В кабинете царила всегдашняя приятная прохлада, однако Спейтс обливался потом, отчего его шея в районе воротничка безумно зудела. Письмо Эдди, которое он успел прочитать раз двадцать, пугало его, ведь оно подстрекало к вооруженному нападению на правительственный научный объект и в нем открыто упоминалось имя Спейтса. Естественно, его призовут к ответу. С другой же стороны, размышлял он, может, это и к лучшему. Волна христианской ярости и мощи в состоянии изменить порядок вещей. Слишком долго в этой стране христиан принижали, высмеивали, не принимали в расчет их мнение, ограничивали их возможности. Плохо ли, хорошо ли, но этот взрыв произведет переворот. Правительство и политики в целом, наконец, поймут, насколько сильно христианское братство. «И разжег эту революцию я, – думал Спейтс. – Ни Робертсону, ни Фалвеллу, ни Своггарту, несмотря на то, что они проповедовали много лет, были при деньгах и власти, – никому из них не удавалось добиться ничего подобного».

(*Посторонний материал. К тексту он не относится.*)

PR #184, opened 2018-06-24
Tuple operations implemented

ergomorphic:


src/main/scala/sigmastate/Values.scala
```diff
@@ -380,11 +378,15 @@ object Values {
...
   }
 
-  case class Tuple(items: IndexedSeq[Value[SType]]) extends EvaluatedValue[STuple] {
+  case class Tuple(items: IndexedSeq[Value[SType]]) extends EvaluatedValue[STuple] with EvaluatedCollection[SAny.type, STuple] {
     override val opCode: OpCode = TupleCode
-    val cost: Int = value.size
-    val tpe = STuple(items.map(_.tpe))
-    lazy val value = items
+    override def elementType = SAny
+    lazy val cost: Int = value.size
```
kushti: Cost should incorporate cost of the tuple elements, like in a concrete collection: 

def cost[C <: Context[C]](context: C): Long = Cost.ConcreteCollection + items.map(_.cost(context)).sum

PR #186, opened 2018-06-25
Avoid serializing conversion Upcast nodes (TYPER REUSE)

### LINKED ISSUE #164: Avoid serializing conversion Upcast nodes
Reduce serialization size of the scripts by not serializing conversion Upcast nodes, because they can be automatically added as necessary during deserialization.

Considerations for implementation:

Type checking during deserialization should work in the following way.

1. We can think about it as having kind of 'smart constructor' for each IR node, which is used instead of direct construction of the nodes.
2. Each 'smart constructor' checks typing constraints before constructing the node and throws an exception in the case of violations.
3. Deserializer never construct nodes directly using standard constructor.
Thus at the end we obtain an IR which satisfies the set of constraints placed in smart constructors.

4. An observation is that in deserializer we expect the arguments of smart constructors should be valid. This is in contrast to SigmaTyper, where we expect the original tree is partially typed.

5. The 'checking' part of the smart constructors should be decoupled from 'constructing' part.

6. It make sense to collect all the smart constructors in a separate interface SigmaBuilder.
7. We can have two implementations of SigmaBuilder: 1) doing just constructions 2) doing checking and then constructing nodes.
8. Decoration by subclassing can be used to create specialized builders.
9. Deserializer should work up to SigmaBuilder interface.

greenhat:
Close #164 

Todo:
- [x] round trip (de)serialization test for an arbitrary tree with nodes using `Upcast` (mimic real upcast cases);
- [x] remove/skip `Upcast` nodes serialization and re-apply them on deserialization;
- [ ] find a place where to enforce `Constraints` removed from `Relation2Serializer`;

### DIFF
--- a/src/main/scala/sigmastate/lang/SigmaTyper.scala
+++ b/src/main/scala/sigmastate/lang/SigmaTyper.scala
@@ -329,6 +329,7 @@ class SigmaTyper {
     case v: ByteArrayToBigInt => v
     case v: CalcBlake2b256 => v
     case v: CalcSha256 => v
+    case v: Upcast[_, _] => v
     case v => error(s"Don't know how to assignType($v)")
   }
 
--- a/src/main/scala/sigmastate/serialization/ValueSerializer.scala
+++ b/src/main/scala/sigmastate/serialization/ValueSerializer.scala
@@ -128,12 +128,13 @@ object ValueSerializer extends SigmaSerializerCompanion[Value[SType]] {
     else {
       val handler = table(c)
       val (v: Value[SType], consumed) = handler.parseBody(bytes, pos + 1)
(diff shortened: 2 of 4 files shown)


greenhat:
@ergomorphic I've "restored" upcast on deserialization by running a typer pass on a parsed tree. It probably sounds kinda like a hack. What do you think? Upcasts are applied in the typer, and adding a separate upcast restoration phase in deserialization seemed too fragile (should be "in sync" with the typer) and non-DRY.

ergomorphic:
@greenhat I don't think we should reuse typechecker here.
SigmaTyper is not just typechecker, but in fact transformer from partially typed to fully typed tree.
Please see amendment to description of #164.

Он продолжал просматривать доступные интернет-страницы, надеясь найти какие-либо конкретные сведения о ходе событий, но вновь и вновь натыкался лишь на проявления злобы, ярости и истерии. И на тысячи копий письма.
А что, если Эдди прав?
Спейтса бросило в дрожь. Он не желал прощаться с жизнью. Его ужасала одна только мысль о том, что все его деньги, влиятельность, собор, телевизионная проповедь могут взять и потерять смысл, едва-едва появившись.
Еще сильнее его пугала другая мысль. О том, какой в этот славный Господень день ему вынесут приговор. Всем ли сердцем он любил Бога? Не слишком ли много грешил? В его памяти ожили все когда-либо совершенные им гнусности. Ложь, попойки, предательства, женщины и дорогие подарки, которые он покупал им на пожертвованные деньги… И самое ужасающее – желание, каким он не раз возгорался, видя где-нибудь на улице молоденьких мальчиков. Воспоминания обо всех этих прегрешениях – больших и малых, – выбравшись из многочисленных закутков памяти, выстроились перед ним в ряд и потребовали еще раз задуматься о каждом в отдельности.
Спейтса захлестнула волна страха, вины и отчаяния. Бог все видел. Обо всем знал. «Пожалуйста, Господи, пожалуйста! Помилуй мя, грешного!» – неистово взмолился преподобный, и повторял эти слова опять и опять, а потом вдруг невероятным усилием воли загнал воспоминания в темную пещеру сознания. Господь простил его. Стоило ли так волноваться?
К тому же Второе Пришествие вряд ли совершилось. И чего это он так перепугался? Эдди, вне всякого сомнения, был сумасшедшим – Спейтс понял это с той самой секунды, когда впервые услышал по телефону его писклявый надтреснутый голос. Любой на его месте, поселись он среди индейцев в пустыне, на удалении сотни миль от приличных ресторанов, сошел бы с ума.